___ Exercise input

PR #732, opened 2021-05-21
ontology picker test components update

labkey-chrisj:
#### Rationale
Updates to components and page classes to support more granular search testing and selection when multiple ontologies are present

#### Related Pull Requests
https://github.com/LabKey/ontology/pull/42

#### Changes

- Add ontology select to Concept Picker dialog to enable testing to cover scenarios in which there are multiple ontologies to choose from
- surface search component to allow test to do more granular search behavior, add better synchronization to search behavior
- enable test code to get available options from domainFieldRow's ontology select

### DIFF
--- a/src/org/labkey/test/components/domain/DomainFieldRow.java
+++ b/src/org/labkey/test/components/domain/DomainFieldRow.java
@@ -506,6 +506,10 @@ public class DomainFieldRow extends WebDriverComponent<DomainFieldRow.ElementCac
         return this;
     }
 
+    /**
+     * Allows test code to get which ontologies are available for selection
+     * @return a list of the full text shown in the options
+     */
     public List<String> getConceptImportSelectOptions()
     {
         expand();
--- a/src/org/labkey/test/components/domain/DomainFieldRow.java
+++ b/src/org/labkey/test/components/domain/DomainFieldRow.java
@@ -9,6 +9,7 @@ import org.labkey.test.components.html.Checkbox;
 import org.labkey.test.components.html.Input;
 import org.labkey.test.components.html.RadioButton;
 import org.labkey.test.components.html.SelectWrapper;
+import org.labkey.test.components.react.ReactSelect;
 import org.labkey.test.components.ui.ontology.ConceptPickerDialog;
 import org.labkey.test.params.FieldDefinition;
 import org.labkey.test.util.LabKeyExpectedConditions;
@@ -503,6 +504,12 @@ public class DomainFieldRow extends WebDriverComponent<DomainFieldRow.ElementCac
         expand();
         elementCache().getConceptImportFieldSelect().selectByVisibleText(importField);
         return this;
+    }
+
+    public List<String> getConceptImportSelectOptions()
+    {
+        expand();
+        return getWrapper().getTexts(elementCache().getOntologySelect().getOptions());
     }
 
     public DomainFieldRow setConceptLabelField(String labelField)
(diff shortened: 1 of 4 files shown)


src/org/labkey/test/components/domain/DomainFieldRow.java
```diff
@@ -505,6 +506,12 @@ public DomainFieldRow setConceptImportField(String importField)
         return this;
     }
 
+    public List<String> getConceptImportSelectOptions()
```
labkey-chrisj, line 513: This change enables the test to get which ontologies are available/selectable in the field row

src/org/labkey/test/components/ui/ontology/ConceptInfoTabs.java
```diff
@@ -71,6 +72,8 @@ public ConceptInfoTabs showPathInformation()
     public String getTitle()
```
labkey-chrisj, line 77: If no concept is selected, the 'none selected' element will be present.  surfacing its text in `getTitle()` in this case makes sense, I think (especially because it handles the case where the title element isn't present)

src/org/labkey/test/components/ui/ontology/ConceptInfoTabs.java
```diff
@@ -123,6 +126,10 @@ protected ElementCache newElementCache()
             return Locator.tagWithClass("ul", "synonyms-text").child(Locator.tag("li"))
                     .findElements(overviewPane);
         }
+        Optional<WebElement> noneSelectedElement()
```
labkey-chrisj, line 136: This element will be present when no concept is selected

src/org/labkey/test/components/ui/ontology/OntologyTreeSearch.java
```diff
@@ -55,12 +58,76 @@ public OntologyTreeSearch selectItemWithLabel(String searchExpression, String la
...
+        var input = elementCache().searchInput;
+        String placeholder = input.getComponentElement().getAttribute("placeholder");
+        input.set("");
+        // wait for the results container to collapse, and for the placeholder for the input to be shown
+        getWrapper().waitFor(()-> !isResultContainerExpanded() &&
+                Locator.css("input:placeholder-shown").withAttribute("placeholder", placeholder)
+                        .existsIn(this),  2000);
+        return this;
+    }
+
```
labkey-chrisj, line 103: Because I wanted to write tests that would search on a repeated basis, I needed a way to wait for search results to appear before returning them.  This also called for a way to clear those results, so I could begin from a state in which there were no searchResults to find.

src/org/labkey/test/components/ui/ontology/OntologyTreeSearch.java
```diff
@@ -55,12 +58,76 @@ public OntologyTreeSearch selectItemWithLabel(String searchExpression, String la
...
+    /**
+     * when more search hits exist than are shown (max of 20 can be shown), an added search result footer element
+     * will appear with text advising the user to refine their search
+     * @return
+     */
+    Optional<WebElement> searchResultFooterElement()
+    {
+        return Locator.tagWithClass("div", "result-footer").findOptionalElement(elementCache().resultContainer());
+    }
+
```
labkey-chrisj, line 125: The search result footer appears only when there are more search 'hits' than can be shown.  (the control will show a maximum of 20, and then it will show this footer element to advise the user to refine their search).

labkey-tchad (approved):
Looks good but most of the GitHub comments you added should be added to JavaDoc in the code itself.

labkey-chrisj:
Thanks!  I'll go through these and add javadocs accordingly.

PR #740, opened 2021-05-27
43216: Display loading errors for faceted filter pane

labkey-nicka:
#### Rationale
Streamlines `DataRegionTable` handling due to no longer having a need for column filtering to know if the column is PHI or not. Last usages of some deprecated filter methods were removed in the compliance module resulting in a cleanup that could be done on aisle `setFilter()`.

#### Related Pull Requests
* https://github.com/LabKey/platform/pull/2286
* https://github.com/LabKey/testAutomation/pull/740
* https://github.com/LabKey/compliance/pull/115
* https://github.com/LabKey/tnprc_ehr/pull/538

#### Changes
* Remove `isPHILoggingColumn` bit from `DataRegionTable.setFilters()` methods. Remove `@deprecated` variants that are no longer in use.


labkey-chrisj (approved):
this looks good

PR #745, opened 2021-06-01
Exclude temporary "specimen2" actions from crawler

labkey-adam:
#### Rationale
We're in the process of moving actions from the "specimen" controller in the study module to the "specimen2" controller in the specimen module. For now, exclude both sets.

#### Related Pull Requests
* https://github.com/LabKey/platform/pull/2305

### DIFF
--- a/src/org/labkey/test/util/Crawler.java
+++ b/src/org/labkey/test/util/Crawler.java
@@ -226,22 +226,31 @@ public class Crawler
             new ControllerActionId("specimen", "downloadSpecimenList"),
             new ControllerActionId("specimen", "emailLabSpecimenLists"),
             new ControllerActionId("specimen", "getSpecimenExcel"),
+
+            // We're in the process of moving actions from the "specimen" controller in the study module to the
+            // "specimen2" controller in the specimen module. For now, exclude both sets. After migration is complete,
+            // eliminate the "specimen2" variants.
+            new ControllerActionId("specimen2", "download"),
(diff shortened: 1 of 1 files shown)


src/org/labkey/test/util/Crawler.java
```diff
@@ -226,22 +226,31 @@ public Crawler(BaseWebDriverTest test, Collection<String> projects, Duration cra
...
             new ControllerActionId("specimen", "emailLabSpecimenLists"),
             new ControllerActionId("specimen", "getSpecimenExcel"),
+
+            // We're in the process of moving actions from the "specimen" controller in the study module to the
+            // "specimen2" controller in the specimen module. For now, exclude both sets. After migration is complete,
+            // eliminate the "specimen2" variants.
+            new ControllerActionId("specimen2", "download"),
+            new ControllerActionId("specimen2", "downloadSpecimenList"),
+            new ControllerActionId("specimen2", "emailLabSpecimenLists"),
+            new ControllerActionId("specimen2", "getSpecimenExcel"),
```
labkey-tchad, line 236: If you want to skip the "specimen2" actions entirely, you could add it to `getExcludedControllers`.

labkey-tchad (approved):

src/org/labkey/test/util/Crawler.java
labkey-adam: We want most of them to be tested; just excluding the same problematic ones as they shift to "specimen2" and then back to "specimen"

PR #749, opened 2021-06-02
Issue 42661: Make crawler handle file downloads

labkey-tchad:
#### Rationale
[Issue 42661: Make crawler handle file downloads, remove export actions from exclude list](https://www.labkey.org/home/Developer/issues/issues-details.view?issueId=42661)

#### Changes
* Add `beginAt` that conditionally allows downloads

______

Work item → Write the data above out again in full, with every word as given.

Answer section →
PR #732, opened 2021-05-21
ontology picker test components update

labkey-chrisj:
#### Rationale
Updates to components and page classes to support more granular search testing and selection when multiple ontologies are present

#### Related Pull Requests
https://github.com/LabKey/ontology/pull/42

#### Changes

- Add ontology select to Concept Picker dialog to enable testing to cover scenarios in which there are multiple ontologies to choose from
- surface search component to allow test to do more granular search behavior, add better synchronization to search behavior
- enable test code to get available options from domainFieldRow's ontology select

### DIFF
--- a/src/org/labkey/test/components/domain/DomainFieldRow.java
+++ b/src/org/labkey/test/components/domain/DomainFieldRow.java
@@ -506,6 +506,10 @@ public class DomainFieldRow extends WebDriverComponent<DomainFieldRow.ElementCac
         return this;
     }
 
+    /**
+     * Allows test code to get which ontologies are available for selection
+     * @return a list of the full text shown in the options
+     */
     public List<String> getConceptImportSelectOptions()
     {
         expand();
--- a/src/org/labkey/test/components/domain/DomainFieldRow.java
+++ b/src/org/labkey/test/components/domain/DomainFieldRow.java
@@ -9,6 +9,7 @@ import org.labkey.test.components.html.Checkbox;
 import org.labkey.test.components.html.Input;
 import org.labkey.test.components.html.RadioButton;
 import org.labkey.test.components.html.SelectWrapper;
+import org.labkey.test.components.react.ReactSelect;
 import org.labkey.test.components.ui.ontology.ConceptPickerDialog;
 import org.labkey.test.params.FieldDefinition;
 import org.labkey.test.util.LabKeyExpectedConditions;
@@ -503,6 +504,12 @@ public class DomainFieldRow extends WebDriverComponent<DomainFieldRow.ElementCac
         expand();
         elementCache().getConceptImportFieldSelect().selectByVisibleText(importField);
         return this;
+    }
+
+    public List<String> getConceptImportSelectOptions()
+    {
+        expand();
+        return getWrapper().getTexts(elementCache().getOntologySelect().getOptions());
     }
 
     public DomainFieldRow setConceptLabelField(String labelField)
(diff shortened: 1 of 4 files shown)


src/org/labkey/test/components/domain/DomainFieldRow.java
```diff
@@ -505,6 +506,12 @@ public DomainFieldRow setConceptImportField(String importField)
         return this;
     }
 
+    public List<String> getConceptImportSelectOptions()
```
labkey-chrisj, line 513: This change enables the test to get which ontologies are available/selectable in the field row

src/org/labkey/test/components/ui/ontology/ConceptInfoTabs.java
```diff
@@ -71,6 +72,8 @@ public ConceptInfoTabs showPathInformation()
     public String getTitle()
```
labkey-chrisj, line 77: If no concept is selected, the 'none selected' element will be present.  surfacing its text in `getTitle()` in this case makes sense, I think (especially because it handles the case where the title element isn't present)

src/org/labkey/test/components/ui/ontology/ConceptInfoTabs.java
```diff
@@ -123,6 +126,10 @@ protected ElementCache newElementCache()
             return Locator.tagWithClass("ul", "synonyms-text").child(Locator.tag("li"))
                     .findElements(overviewPane);
         }
+        Optional<WebElement> noneSelectedElement()
```
labkey-chrisj, line 136: This element will be present when no concept is selected

src/org/labkey/test/components/ui/ontology/OntologyTreeSearch.java
```diff
@@ -55,12 +58,76 @@ public OntologyTreeSearch selectItemWithLabel(String searchExpression, String la
...
+        var input = elementCache().searchInput;
+        String placeholder = input.getComponentElement().getAttribute("placeholder");
+        input.set("");
+        // wait for the results container to collapse, and for the placeholder for the input to be shown
+        getWrapper().waitFor(()-> !isResultContainerExpanded() &&
+                Locator.css("input:placeholder-shown").withAttribute("placeholder", placeholder)
+                        .existsIn(this),  2000);
+        return this;
+    }
+
```
labkey-chrisj, line 103: Because I wanted to write tests that would search on a repeated basis, I needed a way to wait for search results to appear before returning them.  This also called for a way to clear those results, so I could begin from a state in which there were no searchResults to find.

src/org/labkey/test/components/ui/ontology/OntologyTreeSearch.java
```diff
@@ -55,12 +58,76 @@ public OntologyTreeSearch selectItemWithLabel(String searchExpression, String la
...
+    /**
+     * when more search hits exist than are shown (max of 20 can be shown), an added search result footer element
+     * will appear with text advising the user to refine their search
+     * @return
+     */
+    Optional<WebElement> searchResultFooterElement()
+    {
+        return Locator.tagWithClass("div", "result-footer").findOptionalElement(elementCache().resultContainer());
+    }
+
```
labkey-chrisj, line 125: The search result footer appears only when there are more search 'hits' than can be shown.  (the control will show a maximum of 20, and then it will show this footer element to advise the user to refine their search).

labkey-tchad (approved):
Looks good but most of the GitHub comments you added should be added to JavaDoc in the code itself.

labkey-chrisj:
Thanks!  I'll go through these and add javadocs accordingly.

PR #740, opened 2021-05-27
43216: Display loading errors for faceted filter pane

labkey-nicka:
#### Rationale
Streamlines `DataRegionTable` handling due to no longer having a need for column filtering to know if the column is PHI or not. Last usages of some deprecated filter methods were removed in the compliance module resulting in a cleanup that could be done on aisle `setFilter()`.

#### Related Pull Requests
* https://github.com/LabKey/platform/pull/2286
* https://github.com/LabKey/testAutomation/pull/740
* https://github.com/LabKey/compliance/pull/115
* https://github.com/LabKey/tnprc_ehr/pull/538

#### Changes
* Remove `isPHILoggingColumn` bit from `DataRegionTable.setFilters()` methods. Remove `@deprecated` variants that are no longer in use.


labkey-chrisj (approved):
this looks good

PR #745, opened 2021-06-01
Exclude temporary "specimen2" actions from crawler

labkey-adam:
#### Rationale
We're in the process of moving actions from the "specimen" controller in the study module to the "specimen2" controller in the specimen module. For now, exclude both sets.

#### Related Pull Requests
* https://github.com/LabKey/platform/pull/2305

### DIFF
--- a/src/org/labkey/test/util/Crawler.java
+++ b/src/org/labkey/test/util/Crawler.java
@@ -226,22 +226,31 @@ public class Crawler
             new ControllerActionId("specimen", "downloadSpecimenList"),
             new ControllerActionId("specimen", "emailLabSpecimenLists"),
             new ControllerActionId("specimen", "getSpecimenExcel"),
+
+            // We're in the process of moving actions from the "specimen" controller in the study module to the
+            // "specimen2" controller in the specimen module. For now, exclude both sets. After migration is complete,
+            // eliminate the "specimen2" variants.
+            new ControllerActionId("specimen2", "download"),
(diff shortened: 1 of 1 files shown)


src/org/labkey/test/util/Crawler.java
```diff
@@ -226,22 +226,31 @@ public Crawler(BaseWebDriverTest test, Collection<String> projects, Duration cra
...
             new ControllerActionId("specimen", "emailLabSpecimenLists"),
             new ControllerActionId("specimen", "getSpecimenExcel"),
+
+            // We're in the process of moving actions from the "specimen" controller in the study module to the
+            // "specimen2" controller in the specimen module. For now, exclude both sets. After migration is complete,
+            // eliminate the "specimen2" variants.
+            new ControllerActionId("specimen2", "download"),
+            new ControllerActionId("specimen2", "downloadSpecimenList"),
+            new ControllerActionId("specimen2", "emailLabSpecimenLists"),
+            new ControllerActionId("specimen2", "getSpecimenExcel"),
```
labkey-tchad, line 236: If you want to skip the "specimen2" actions entirely, you could add it to `getExcludedControllers`.

labkey-tchad (approved):

src/org/labkey/test/util/Crawler.java
labkey-adam: We want most of them to be tested; just excluding the same problematic ones as they shift to "specimen2" and then back to "specimen"

PR #749, opened 2021-06-02
Issue 42661: Make crawler handle file downloads

labkey-tchad:
#### Rationale
[Issue 42661: Make crawler handle file downloads, remove export actions from exclude list](https://www.labkey.org/home/Developer/issues/issues-details.view?issueId=42661)

#### Changes
* Add `beginAt` that conditionally allows downloads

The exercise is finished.